Sura Faatiha

First, the easy part: “ḥamd” just means praise.

When you praise someone, you say nice things about something good they did on purpose.

  • You praise your friend for sharing their snack (they chose to do that). ✅
  • You don’t really “praise” your friend for having black hair — they didn’t do anything, they were just born that way. ❌

So the rule is: you praise people for the good things they CHOOSE to do.

(There are a few other fancy words — thanāʾ, madḥ, nithāʾ — that are just cousins of “praise.” Skip them. They don’t matter for the main idea.)


Now the puzzle. Read this slowly:

We praise God for being super smart (He knows everything) and super strong (He can do anything).

But here’s the confusing part:

God didn’t choose to become smart. He didn’t study. He didn’t practice. He has just always known everything, forever and ever.

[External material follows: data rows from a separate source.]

Issue #2037, opened 2022-02-26
Resource not allocated should be reserved for running jobs whose podgroup contains minResource in proportion plugin


Thor-wl:
**What happened**:
Background:
* Only 1 node whose allocatable resource is {cpu: 8c, memory: 16G} in the cluster
* Besides the default queue which has no jobs inside, create a queue: {name: test-queue, capability: {cpu: 2c, memory: 4G}, weight: 1}
* The `spec` for all the podgroups created for the following Spark jobs: {minResource: {cpu:2c, memory: 2G }, queue: test-queue}
* The request resource of all the pods(drivers and executors) created for the following Spark jobs: {cpu:1c, memory: 1G}

When trying to submit 2 Spark jobs at the same time, there must be that all the driver pods are running while executors are pending, which leads to resource dead lock and all the Spark jobs cannot work well.

**What you expected to happen**:
If one of the Spark jobs is admitted to allocated resource, Volcano should reserve resource for it according to the minResouce.

**How to reproduce it (as minimally and precisely as possible)**:
Pls refer to the above

**Anything else we need to know?**:

**Environment**:
- Volcano Version: latest
- Kubernetes version (use `kubectl version`): v1.23
- Cloud provider or hardware configuration:
- OS (e.g. from /etc/os-release): Ubuntu
- Kernel (e.g. `uname -a`):
- Install tools:
- Others:

PR #2038, opened 2022-02-26
Fix the resource calculation error for running jobs whose podgroup contains minResource

Thor-wl:
fix: https://github.com/volcano-sh/volcano/issues/2037

### DIFF
--- a/pkg/scheduler/plugins/overcommit/overcommit.go
+++ b/pkg/scheduler/plugins/overcommit/overcommit.go
@@ -88,10 +88,21 @@ func (op *overcommitPlugin) OnSessionOpen(ssn *framework.Session) {
 	}
 	op.idleResource = total.Clone().Multi(op.overCommitFactor).Sub(used)
 
-	// calculate inqueue job resources
 	for _, job := range ssn.Jobs {
+		// calculate inqueue job resources
 		if job.PodGroup.Status.Phase == scheduling.PodGroupInqueue && job.PodGroup.Spec.MinResources != nil {
 			op.inqueueResource.Add(api.NewResource(*job.PodGroup.Spec.MinResources))
+			continue
+		}
+		// calculate inqueue resource for running jobs
+		// the judgement 'job.PodGroup.Status.Running >= job.PodGroup.Spec.MinMember' will work on cases such as the following condition:
+		// Considering a Spark job is completed(driver pod is completed) while the podgroup keeps running, the allocated resource will be reserved again if without the judgement.
+		if job.PodGroup.Status.Phase == scheduling.PodGroupRunning &&
+			job.PodGroup.Spec.MinResources != nil &&
+			job.PodGroup.Status.Running >= job.PodGroup.Spec.MinMember {
+			allocated := util.GetAllocatedResource(job)
+			inqueued := util.GetInqueueResource(job, allocated)
+			op.inqueueResource.Add(inqueued)
 		}
 	}
 
--- a/pkg/scheduler/plugins/proportion/proportion.go
+++ b/pkg/scheduler/plugins/proportion/proportion.go
@@ -140,6 +140,17 @@ func (pp *proportionPlugin) OnSessionOpen(ssn *framework.Session) {
 		if job.PodGroup.Status.Phase == scheduling.PodGroupInqueue {
 			attr.inqueue.Add(job.GetMinResources())
 		}
+
+		// calculate inqueue resource for running jobs
+		// the judgement 'job.PodGroup.Status.Running >= job.PodGroup.Spec.MinMember' will work on cases such as the following condition:
+		// Considering a Spark job is completed(driver pod is completed) while the podgroup keeps running, the allocated resource will be reserved again if without the judgement.
+		if job.PodGroup.Status.Phase == scheduling.PodGroupRunning &&
+			job.PodGroup.Spec.MinResources != nil &&
+			job.PodGroup.Status.Running >= job.PodGroup.Spec.MinMember {
+			allocated := util.GetAllocatedResource(job)
+			inqueued := util.GetInqueueResource(job, allocated)
+			attr.inqueue.Add(inqueued)
+		}
 	}
 
 	// Record metrics
--- a/pkg/scheduler/plugins/util/util.go
+++ b/pkg/scheduler/plugins/util/util.go
@@ -298,3 +298,48 @@ func NormalizeScore(maxPriority int64, reverse bool, scores []api.ScoredNode) {
 		scores[idx].Score = score
 	}
 }
+
+// GetAllocatedResource returns allocated resource for given job
+func GetAllocatedResource(job *api.JobInfo) *api.Resource {
+	allocated := &api.Resource{}
+	for status, tasks := range job.TaskStatusIndex {
+		if api.AllocatedStatus(status) {
+			for _, t := range tasks {
+				allocated.Add(t.Resreq)
+			}
+		}
+	}
+	return allocated
+}
+
+// GetInqueueResource returns reserved resource for running job whose part of pods have not been allocated resource.
+func GetInqueueResource(job *api.JobInfo, allocated *api.Resource) *api.Resource {
+	inqueue := &api.Resource{}
+	for rName, rQuantity := range *job.PodGroup.Spec.MinResources {
+		switch rName {
+		case v1.ResourceCPU:
+			reservedCPU := float64(rQuantity.Value()) - allocated.MilliCPU
+			if reservedCPU > 0 {
+				inqueue.MilliCPU = reservedCPU
+			}
+		case v1.ResourceMemory:
+			reservedMemory := float64(rQuantity.Value()) - allocated.Memory
+			if reservedMemory > 0 {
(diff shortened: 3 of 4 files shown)


pkg/scheduler/plugins/proportion/proportion.go
```diff
@@ -140,6 +143,36 @@ func (pp *proportionPlugin) OnSessionOpen(ssn *framework.Session) {
 		if job.PodGroup.Status.Phase == scheduling.PodGroupInqueue {
 			attr.inqueue.Add(job.GetMinResources())
 		}
+		if job.PodGroup.Status.Phase == scheduling.PodGroupRunning && job.PodGroup.Spec.MinResources != nil {
```
shinytang6, line 146: Should we also consider `scheduling.PodGroupInqueue`?

shinytang6 (changes requested):

pkg/scheduler/plugins/proportion/proportion.go
Thor-wl: What do you mean? The code above has already added `minResource` of Inqueue jobs into `queue.inqueue`.

Thor-wl: If the phase of podgroup is `Inqueue`, all the `minResource` has already been taken into `attr.inqueue`.

shinytang6: got it.

pkg/scheduler/plugins/overcommit/overcommit.go
```diff
@@ -88,10 +88,17 @@ func (op *overcommitPlugin) OnSessionOpen(ssn *framework.Session) {
 	}
 	op.idleResource = total.Clone().Multi(op.overCommitFactor).Sub(used)
 
-	// calculate inqueue job resources
 	for _, job := range ssn.Jobs {
+		// calculate inqueue job resources
 		if job.PodGroup.Status.Phase == scheduling.PodGroupInqueue && job.PodGroup.Spec.MinResources != nil {
 			op.inqueueResource.Add(api.NewResource(*job.PodGroup.Spec.MinResources))
```
william-wang, line 94: need to consider below conner case while PodGroup is in `Inqueue`. 
driver pod is running, part or all of executor pod are pending. The already allocated resource might need to be excluded from op.inqueueResource  and then compare with `idle` resource.

Thor-wl: > need to consider below conner case while PodGroup is in `Inqueue`. driver pod is running, part or all of executor pod are pending. The already allocated resource might need to be excluded from op.inqueueResource and then compare with `idle` resource.

It will not be at `inqueue` phase for Spark application because it will be turn into `running` at the end of the first session. The default `minMember` will be 1 and the allocated pod number is at least 1.

pkg/scheduler/plugins/overcommit/overcommit.go
```diff
@@ -88,10 +88,17 @@ func (op *overcommitPlugin) OnSessionOpen(ssn *framework.Session) {
...
+			continue
+		}
+		// calculate inqueue resource for running jobs
+		if job.PodGroup.Status.Phase == scheduling.PodGroupRunning && job.PodGroup.Spec.MinResources != nil {
+			allocated := util.GetAllocatedResource(job)
+			inqueued := util.GetInqueueResource(job, allocated)
+			op.inqueueResource.Add(inqueued)
```
william-wang, line 101: Add the consideration for this case, Spark app is driver pod is completed and podgroup is running.
In this case, the inqueued should be `0` . The judgement might be as below.
job.PodGroup.Status.Phase == scheduling.PodGroupRunning && jobInfo.PodGroup.Spec.MinMember > `allocated numbers in job`

pkg/scheduler/plugins/util/util.go
```diff
@@ -298,3 +298,48 @@ func NormalizeScore(maxPriority int64, reverse bool, scores []api.ScoredNode) {
 		scores[idx].Score = score
 	}
 }
+
+// GetAllocatedResource returns allocated resource for given job
```
william-wang, line 302: The jobinfo has `Allocated` field, whether it is ok in this case.

william-wang (changes requested):

pkg/scheduler/plugins/util/util.go
Thor-wl: Yes, but it is initial status when used in `OnSessionOpen`, namely, it's nil.

pkg/scheduler/plugins/overcommit/overcommit.go
Thor-wl: Yes, I think it is more suitable to add a phase `Completed` for podgroup.

Thor-wl: IC, that's right. Let me modify the condition.

william-wang: Yes. new `state` needs to be added for `podgroup`. Right now the hot fix here is ok for me.  Please add detail comments here. We will refactor it later.

pkg/scheduler/plugins/util/util.go
william-wang: got it.

pkg/scheduler/plugins/overcommit/overcommit.go
shinytang6: Yes, podgroup `completed` state is necessary. Currently, in addition to vcjob which deletes the pg when it completes, the pg created by third-party job will not be deleted after the task is completed(though AFAIK spark operator [managed it itself](https://github.com/GoogleCloudPlatform/spark-on-k8s-operator/blob/v1beta2-1.3.3-3.1.1/pkg/batchscheduler/volcano/volcano_scheduler.go#L164)), but will remain in inqueue or running, which causes unnecessary inqueue computations.

shinytang6: But there is a detail l want to confirm, I think `job.PodGroup.Status.Running >= job.PodGroup.Spec.MinMember` may should be replaced by `job.TaskStatusIndex[api.Running] >= job.PodGroup.Spec.MinMember`?

shinytang6 (changes requested):

william-wang (approved):
/lgtm

william-wang:
@Thor-wl make the ci happy.

pkg/scheduler/plugins/overcommit/overcommit.go
shinytang6: you are right

shinytang6 (approved):
/lgtm
/approve

Yikun:
I tested this PR with Spark integration test:
- minRes with default queue
```
  test("SPARK-38187: Run SparkPi Jobs with minCPU", k8sTestTag, volcanoTag) {
    val groupName = generateGroupName("min-cpu")
    val cpuAllocatable = getNode().getStatus.getAllocatable.get("cpu").getAmount
    val jobNum = 4
    (1 to jobNum).map { i =>
      Future {
        runJobAndVerify(
          i.toString,
          groupLoc = Option(groupName),
          minCPU = Option(cpuAllocatable))
      }
    }
    // Check Pending jobs completed one by one
    (1 until jobNum).map { completedNum =>
      Eventually.eventually(TIMEOUT, INTERVAL) {
        val pendingPods = getPods(role = "driver", groupName, statusPhase = "Pending")
        assert(pendingPods.size === jobNum - completedNum)
      }
    }
    // All jobs succeeded finally
    Eventually.eventually(TIMEOUT, INTERVAL) {
      val succeededPods = getPods(role = "driver", groupName, statusPhase = "Succeeded")
      assert(succeededPods.size === jobNum)
    }
  }
```

- minRes with resource limit queue (2 cpu)
```scala
  test("SPARK-38187: Run SparkPi Jobs with minCPU", k8sTestTag, volcanoTag) {
    // Create a queue with 2 CPU, 3G memory capacity
    createOrReplaceYAMLResource(VOLCANO_RES_LIMIT_QUEUE_YAML)
    val jobNum = 4
    (1 to jobNum).map { i =>
      Future {
        runJobAndVerify(
          i.toString,
          groupLoc = Option(GROUP_PREFIX),
          queue = Option("queue-limit-resource"),
          minCPU = Option("2"))
      }
    }
    // Check Pending jobs completed one by one
    (1 until jobNum).map { completedNum =>
      Eventually.eventually(TIMEOUT, INTERVAL) {
        val pendingPods = getPods(role = "driver", GROUP_PREFIX, statusPhase = "Pending")
        assert(pendingPods.size === jobNum - completedNum)
      }
    }
    // All jobs succeeded finally
    Eventually.eventually(TIMEOUT, INTERVAL) {
      val succeededPods = getPods(role = "driver", GROUP_PREFIX, statusPhase = "Succeeded")
      assert(succeededPods.size === jobNum)
    }
    deleteYAMLResource(VOLCANO_RES_LIMIT_QUEUE_YAML)
  }
```

Yikun (approved):
LGTM, @Thor-wl @william-wang @shinytang6 Thanks for all your helps!

Issue #2053, opened 2022-03-06
float64 error from arguments.go:65 when adding overcommit-factor to configmap


tFable:
**What happened**:
After changing the `configmap` to add a `overcommit-factor` and installing volcano from [this](https://github.com/volcano-sh/volcano/blob/release-1.5/installer/volcano-development.yaml) file on the `v1.5` branch and changing the configmap getting this log continuously 

```
arguments.go:65] Could not parse argument: %!s(float64=1) for key overcommit-factor to float64, with err strconv.ParseFloat: parsing "": invalid syntax
```

This is how the `overcommit-factor` was defined:

```
# Source: volcano/templates/scheduler.yaml
apiVersion: v1
kind: ConfigMap
metadata:
  name: volcano-scheduler-configmap
  namespace: volcano-system
data:
  volcano-scheduler.conf: |
    actions: "enqueue, allocate, backfill"
    tiers:
    - plugins:
      - name: priority
      - name: gang
      - name: conformance
    - plugins:
      - name: overcommit
        arguments:
          overcommit-factor: 1.0
      - name: drf
      - name: predicates
      - name: proportion
      - name: nodeorder
      - name: binpack
```

However, if on the `volcano-development.yaml` we change the docker images to pull a specific version (1.5.0) of the below containers (instead of `:latest` that is the default on the branch) the error doesn't occur.

```
volcanosh/vc-webhook-manager:v1.5.0
volcanosh/vc-controller-manager:v1.5.0
volcanosh/vc-scheduler:v1.5.0
```
That said, I am still not seeing the overcommit-factor be 1.0 (queued jobs are still having `pending` pods created).

**What you expected to happen**:

For no float error message in the logs and for the overcommit-ratio change to actually "take".

**How to reproduce it (as minimally and precisely as possible)**:
Install Volcano from the `volcano-development.yaml` file of the `v1.5` branch. Prior to that, add an argument for the `overcommit-ratio` to the `overcommit` plugin.

**Anything else we need to know?**:

**Environment**:
- Volcano Version: 1.5
- Kubernetes version (use `kubectl version`):1.23
- Cloud provider or hardware configuration:vSphere on-repm
- OS (e.g. from /etc/os-release): 
- Kernel (e.g. `uname -a`):
- Install tools:
- Others:

Thor-wl:
@tFable Thanks for the feedback.
/assign

Thor-wl:
[...]

PR #2061, opened 2022-03-08
fix that parse the scheduler configuration argument with blank error

Thor-wl:
ref：https://github.com/volcano-sh/volcano/issues/2053
The root reason is that argument is collected with interface{} now and its value is valid type. Namely, it cannot be converted to string first or it will be error. Unfortunely, the original code ignore the error with `_` and the `value` gets the default value "".

### DIFF
--- a/pkg/scheduler/framework/arguments.go
+++ b/pkg/scheduler/framework/arguments.go
@@ -17,8 +17,6 @@ limitations under the License.
 package framework
 
 import (
-	"strconv"
-
 	"k8s.io/klog"
 
 	"volcano.sh/volcano/pkg/scheduler/conf"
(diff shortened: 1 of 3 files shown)


hwdef (commented):
/lgtm

pkg/scheduler/framework/arguments.go
```diff
@@ -38,10 +36,9 @@ func (a Arguments) GetInt(ptr *int, key string) {
 		return
 	}
 
-	valueStr, _ := argv.(string)
-	value, err := strconv.Atoi(valueStr)
-	if err != nil {
-		klog.Warningf("Could not parse argument: %s for key %s to int, with err %v", argv, key, err.Error())
+	value, ok := argv.(int)
+	if !ok {
+		klog.Warningf("Could not parse argument: %s for key %s to int", argv, key)
```
shinytang6, line 41: pls use %v for argv

shinytang6 (changes requested):
Others LGTM

pkg/scheduler/framework/arguments.go
Thor-wl: OK. Let me upate that.

william-wang (approved):
/lgtm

So someone asked: “Wait — if praise is for things you CHOOSE to do… and God didn’t choose to be smart, He just always was… then how can we praise Him for it?”

That’s the puzzle. 🤔


Now the answer. This is the cool part:

Think about a person who is just naturally tall. Did they do anything special to be tall? No. So being tall isn’t really impressive — they got lucky.

For humans, “I didn’t choose it, I was just born this way” usually means it’s no big deal.

But for God, it’s the OPPOSITE.

God being smart “without choosing” means something amazing: He’s so perfect that He could NEVER be any other way. He doesn’t need to learn. He doesn’t need to try. He just is perfect — always.

So:

  • A human not choosing something = kind of a weakness 👎
  • God not choosing something = actually a strength 👍

The simplest version of the whole thing:

You become smart by studying. That means you used to be less smart. 📖

God never had to study. He was always perfectly smart. 💡

Which is better? God’s way is better — and that’s exactly why we praise Him for it.